Wednesday, February 16, 2011

Veterans Beware, "They Got Your Number!"

Michael Finney

An often overlooked veterans' benefit has now come into the spotlight. The problem is some vets think they have to pay to get the benefit. The program is sometimes called the VA's best kept secret and for some low income veterans it can be a lifesaver.

Veterans and their spouses can qualify for help through a program called Veterans' Aid and Attendance. It is there for those who need assistance with self care and have a low income. It helped Archie and Doris Uchida when they need it most. Their daughter, Debbie Uchida, also spoke to us about this.

"It is a big chunk of money to offset the cost of an assisted living facility," said Debbie.

Willard Smith, 93, heard about the program and was referred to Charles Enea.

"He didn't mention money for the first half of this month-long deal," said Smith.

Smith said Enea worked on securing the veteran's benefit, even bringing in an attorney to set up an irrevocable trust. Smith and his wife received the benefit.

"When I asked him how he got reimbursed he said he was certified for '250' an hour. I thought gee, $2.50 an hour, that's a pretty low fee for $2-and-a-half an hour, that is nothing," said Smith.

Smith said he thought Enea was a volunteer for a seniors group -- then Smith got the bill.

"It was for just over $10,000," said Smith.

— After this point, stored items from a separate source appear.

PR #231, opened 2021-12-04
Add OpenSSL CertificateAuthority

efoxepstein:
This change is [Reviewable](https://reviewable.io/reviews/world-federation-of-advertisers/panel-exchange-client/231)

### DIFF
--- a/src/main/kotlin/org/wfanet/panelmatch/common/certificates/CertificateAuthority.kt
+++ b/src/main/kotlin/org/wfanet/panelmatch/common/certificates/CertificateAuthority.kt
@@ -15,18 +15,22 @@
 package org.wfanet.panelmatch.common.certificates
 
 import java.security.PrivateKey
-import java.security.PublicKey
 import java.security.cert.X509Certificate
 
-/** Creates X509Certificates signed by a protected, root private key. */
+/** Creates X509Certificates signed by a protected root private key. */
 interface CertificateAuthority {
+  data class Context(
+    val organization: String,
+    val commonName: String,
+    val hostname: String,
+    val validDays: Int,
+  )
 
   /**
-   * Creates a [PrivateKey] and corresponding [X509Certificate] signed by [rootPublicKey].
+   * Creates a [PrivateKey] and corresponding [X509Certificate] signed by a root private key and
+   * verifiable by the shared root public key.
    *
    * TODO(@efoxepstein): use SigningKeyHandle instead of a PrivateKey directly.
    */
-  suspend fun generateX509CertificateAndPrivateKey(
-    rootPublicKey: PublicKey
-  ): Pair<X509Certificate, PrivateKey>
+  suspend fun generateX509CertificateAndPrivateKey(): Pair<X509Certificate, PrivateKey>
 }
--- a/src/main/kotlin/org/wfanet/panelmatch/common/certificates/V2AlphaCertificateManager.kt
+++ b/src/main/kotlin/org/wfanet/panelmatch/common/certificates/V2AlphaCertificateManager.kt
@@ -89,8 +89,7 @@ class V2AlphaCertificateManager(
       return existingKeys.certResourceName
     }
 
-    val rootKey = getRootCertificate(localName).publicKey
-    val (x509, privateKey) = certificateAuthority.generateX509CertificateAndPrivateKey(rootKey)
+    val (x509, privateKey) = certificateAuthority.generateX509CertificateAndPrivateKey()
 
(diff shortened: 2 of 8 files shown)


mpatel24 (approved):

SanjayVas (changes requested):
> Reviewed 1 of 5 files at r1, 6 of 7 files at r2, all commit messages.
> *[Reviewable](https://reviewable.io/reviews/world-federation-of-advertisers/panel-exchange-client/231)* status: 7 of 8 files reviewed, 2 unresolved discussions (waiting on @efoxepstein and @SanjayVas)

___
*[src/main/kotlin/org/wfanet/panelmatch/common/certificates/CertificateAuthority.kt, line 30 at r2](https://reviewable.io/reviews/world-federation-of-advertisers/panel-exchange-client/231#-MqG9opy8N0Opr7nXBXB:-MqG9opy8N0Opr7nXBXC:b4vo8dl) ([raw file](https://github.com/world-federation-of-advertisers/panel-exchange-client/blob/de52212f833001e30dd1489af7359c24ad006d09/src/main/kotlin/org/wfanet/panelmatch/common/certificates/CertificateAuthority.kt#L30)):*
> ```
> signed by a Root Certificate
> ```
nit: technically signing is done by the private key for a certificate. Usually rather than discussing what something is signed by, we document how it can be verified. e.g. "which can be verified using a root certificate."
___
*[src/main/kotlin/org/wfanet/panelmatch/common/certificates/CertificateAuthority.kt, line 34 at r2](https://reviewable.io/reviews/world-federation-of-advertisers/panel-exchange-client/231#-MqGCICc7K9Eff0kbeLI:-MqGCICc7K9Eff0kbeLJ:bwo5bp4) ([raw file](https://github.com/world-federation-of-advertisers/panel-exchange-client/blob/de52212f833001e30dd1489af7359c24ad006d09/src/main/kotlin/org/wfanet/panelmatch/common/certificates/CertificateAuthority.kt#L34)):*
> ```Kotlin
>    * TODO(@efoxepstein): use SigningKeyHandle instead of a PrivateKey directly.
>    */
>   suspend fun generateX509CertificateAndPrivateKey(): Pair<X509Certificate, PrivateKey>
> ```

Shouldn't this take in the Context, as that's specific to a user certificate?

I would assume that a CA instance could be used to generate multiple user certificates.

efoxepstein (commented):
> *[Reviewable](https://reviewable.io/reviews/world-federation-of-advertisers/panel-exchange-client/231)* status: 7 of 8 files reviewed, 2 unresolved discussions (waiting on @efoxepstein and @SanjayVas)

___
*[src/main/kotlin/org/wfanet/panelmatch/common/certificates/CertificateAuthority.kt, line 34 at r2](https://reviewable.io/reviews/world-federation-of-advertisers/panel-exchange-client/231#-MqGCICc7K9Eff0kbeLI:-MqGH2V8CQTwdJ9A6wCc:bmfp3mo) ([raw file](https://github.com/world-federation-of-advertisers/panel-exchange-client/blob/de52212f833001e30dd1489af7359c24ad006d09/src/main/kotlin/org/wfanet/panelmatch/common/certificates/CertificateAuthority.kt#L34)):*

Shouldn't this take in the Context, as that's specific to a user certificate?

I would assume that a CA instance could be used to generate multiple user certificates.
</blockquote></details>

The context can be set once at construction I think.

Once the context is set, we can generate arbitrarily many user certs without needing to change anything, right?

SanjayVas (approved):
> Reviewed 1 of 7 files at r2, 1 of 1 files at r3, all commit messages.
> *[Reviewable](https://reviewable.io/reviews/world-federation-of-advertisers/panel-exchange-client/231)* status: :shipit: complete! all files reviewed, all discussions resolved (waiting on @efoxepstein)

___
*[src/main/kotlin/org/wfanet/panelmatch/common/certificates/CertificateAuthority.kt, line 34 at r2](https://reviewable.io/reviews/world-federation-of-advertisers/panel-exchange-client/231#-MqGCICc7K9Eff0kbeLI:-MqKqNP-0QajhIG_jHTO:bhyodiv) ([raw file](https://github.com/world-federation-of-advertisers/panel-exchange-client/blob/de52212f833001e30dd1489af7359c24ad006d09/src/main/kotlin/org/wfanet/panelmatch/common/certificates/CertificateAuthority.kt#L34)):*

The context can be set once at construction I think.

Once the context is set, we can generate arbitrarily many user certs without needing to change anything, right?
</blockquote></details>

Oh, I suppose our use case doesn't really need different contexts for the same root cert.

Apparently that $2.50 was $250 an hour.

"This is financial elder abuse, what has happened to the Millers," said attorney Kathryn Stebner. "When you take money from an elder with the intent to defraud them, in California, that is elder abuse."

Attorneys Stebner and Sarah Colby represent the Smith's in a suit against Charles Enea, his brother John Enea, and attorney Quinton Miller. Stebner said this is Charles' business. So, I went to the company's office, but he wasn't in.

There is also a website run by Veterans' Benefit Group, Inc. It says it helps veterans with aid and attendance. It also says it is a charity. 7 On Your Side cross referenced that site with the Secretary of State database and it shows John is the agent for the Veterans' Benefit Group. I went to the charity's listed address, but was told John wasn't in the office.

Charles called 7 On Your Side to say he and his brother's attorneys do have the papers, but there would be no comment pending litigation.

Although we left messages, we never made contact with Quinton Miller.

I asked Stebner, "The guy got them a benefit, where is the issue?" and she responded, "By law Mr. Enea shouldn't have charged. This is the law."

I checked with the Contra Costa County Veterans Service Office and was told they file this type of paperwork for free.

"There should be no fee for assisting veterans. What people do, though, is sell certain products to veterans and have them move assets around and make money off of that. But there is really no reason to do that because County Veterans Services and national service organizations provide the same service at no cost to veterans and family members," said Michael Hoffschneider from the Veterans Service Office.

California attorney Prescott Cole is with California Advocates for Nursing Home Reform. Here is his advice for all seniors: "If you are going to talk about money with a complete stranger, chances are you won't do very good. At least talk with all the people that you know. "

We are told the attorney who set up the trust has been certified to do this type of veterans' work. Still, the Smiths' attorney says that legal maneuver has cost their clients money and grief.

Although aid and attendance payments can be as high as a couple thousand dollars a month for a couple, it is paid on a sliding scale, so it is possible to qualify and only receive a few dollars a month.